EXERCISE ▸ Whenever a line in the entries below contains "hooks", copy that line.

^^^^

PR #3070, opened 2023-12-04
[feat] Issue an error when invoking an invalid mode

### LINKED ISSUE #3019: Passing an invalid mode should issue an error not a warning
Currently, passing an inexistent mode with the `--mode` option, only a warning will be issued and the option will be ignored. This is error prone, as reframe continues execution as if the option wasn't passed.

vkarak:
Closes #3019.


victorusu (approved):
`lgtm`

PR #3078, opened 2023-12-12
[feat] Add new `sched_bind_options` environment configuration option for emitting environment-specific scheduler options

### LINKED ISSUE #2991: Support injection of scheduler options from an environment
The concept that was discussed is the support of the following:

```
environs = [{
	'name': 'gnu',
	'sched_bind_options': ['--uenv-file={env.extras["uenv_file"]}',
						   '--uenv-mount={env.extras["uenv_mount"]']
}]
```

Using the above syntax, the `env` refers to the actual environment and use its extras.

ekouts:
Closes #2991.

I am a bit confused by a comment from @vkarak in the issue:

> Just to be clear, the above syntax is proposed for the partition definition.

Why would these options be defined in the partition?


teojgo (approved):

reframe/core/pipeline.py
```diff
@@ -1691,7 +1691,10 @@ def _create_job(self, job_type, force_local=False, **job_opts):
                           name=f'rfm_{self.short_name}',
                           script_filename=script_name,
                           workdir=self._stagedir,
-                          sched_access=self._current_partition.access,
+                          sched_access=(
+                              list(self._current_partition.access) +
+                              list(self._current_environ.sched_bind_options)
+                          ),
```
vkarak, line 1697: I would rather not mix it with `sched_access`. Instead, I would prepend it to the `sched_options` passed in `job_opts`.

vkarak (changes requested):
We would also need a unit test.

vkarak (approved):

vkarak:
I was about to merge this, but read this and the original issue:

> Why would these options be defined in the partition?

@ekouts Yes, it was proposed to be in the `environs` because it's a partition's property how you should bind the environment and not the environment's. 

I'm removing it from 4.5 as we need to understand what's the best way to implement it.

PR #3081, opened 2023-12-13
[bugfix] Fix crash when `--distribute` option is applied to a run-only test

### LINKED ISSUE #3074: `--distribute` option crashes if `build_locally=0` on a run-only test
The test crashes with as follows:

```console
  File "/home/vkarakasis/.local/reframe/reframe/frontend/executors/__init__.py", line 317, in _safe_call
    return fn(*args, **kwargs)
  File "/home/vkarakasis/.local/reframe/reframe/core/hooks.py", line 107, in _fn
    getattr(obj, h.__name__)()
  File "/home/vkarakasis/.local/reframe/reframe/core/hooks.py", line 38, in _fn
    func(*args, **kwargs)
  File "/home/vkarakasis/.local/reframe/reframe/frontend/testgenerators.py", line 94, in _rfm_pin_build_nodes
    obj.build_job.pin_nodes = pin_nodes
AttributeError: 'NoneType' object has no attribute 'pin_nodes'
```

^^^^

TASK SOLUTION ▸
  File "/home/vkarakasis/.local/reframe/reframe/core/hooks.py", line 107, in _fn
  File "/home/vkarakasis/.local/reframe/reframe/core/hooks.py", line 38, in _fn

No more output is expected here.